About this exercise: In the listing below, how many lines contain the word "Updated"? Answer with the number alone.
[[ Data, beginning ]]
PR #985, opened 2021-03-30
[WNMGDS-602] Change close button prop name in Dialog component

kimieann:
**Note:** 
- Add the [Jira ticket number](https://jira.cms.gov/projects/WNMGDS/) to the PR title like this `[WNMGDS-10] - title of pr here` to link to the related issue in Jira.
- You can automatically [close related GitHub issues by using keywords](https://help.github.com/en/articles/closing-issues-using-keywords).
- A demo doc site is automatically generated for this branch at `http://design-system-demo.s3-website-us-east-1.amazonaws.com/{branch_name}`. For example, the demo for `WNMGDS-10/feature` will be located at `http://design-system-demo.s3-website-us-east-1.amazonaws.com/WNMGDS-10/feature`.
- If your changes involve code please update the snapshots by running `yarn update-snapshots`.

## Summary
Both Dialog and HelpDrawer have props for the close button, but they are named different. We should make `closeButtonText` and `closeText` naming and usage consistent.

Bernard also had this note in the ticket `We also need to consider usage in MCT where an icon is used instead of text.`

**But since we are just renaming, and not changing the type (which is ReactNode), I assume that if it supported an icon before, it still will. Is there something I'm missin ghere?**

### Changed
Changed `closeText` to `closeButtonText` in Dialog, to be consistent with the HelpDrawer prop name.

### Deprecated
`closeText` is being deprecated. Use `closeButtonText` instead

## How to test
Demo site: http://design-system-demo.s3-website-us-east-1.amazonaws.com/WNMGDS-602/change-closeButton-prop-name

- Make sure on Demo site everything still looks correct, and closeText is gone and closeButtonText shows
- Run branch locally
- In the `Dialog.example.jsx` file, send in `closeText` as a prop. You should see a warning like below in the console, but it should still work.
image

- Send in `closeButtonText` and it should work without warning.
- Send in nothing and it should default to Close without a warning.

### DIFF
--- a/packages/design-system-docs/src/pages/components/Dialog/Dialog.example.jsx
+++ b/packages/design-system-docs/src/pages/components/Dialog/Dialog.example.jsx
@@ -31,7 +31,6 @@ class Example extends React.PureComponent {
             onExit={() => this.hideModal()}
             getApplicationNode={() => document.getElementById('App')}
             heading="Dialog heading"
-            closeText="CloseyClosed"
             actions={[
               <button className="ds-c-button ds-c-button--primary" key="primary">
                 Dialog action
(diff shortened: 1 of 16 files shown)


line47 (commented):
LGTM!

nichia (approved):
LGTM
[[ Data, end ]]
[[ Data, beginning ]]
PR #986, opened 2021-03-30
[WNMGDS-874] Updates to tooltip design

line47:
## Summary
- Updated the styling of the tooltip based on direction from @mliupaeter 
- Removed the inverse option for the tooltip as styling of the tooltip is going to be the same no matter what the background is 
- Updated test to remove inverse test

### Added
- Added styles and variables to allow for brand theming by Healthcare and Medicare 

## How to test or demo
[[ Data, end ]]
Solution below: 2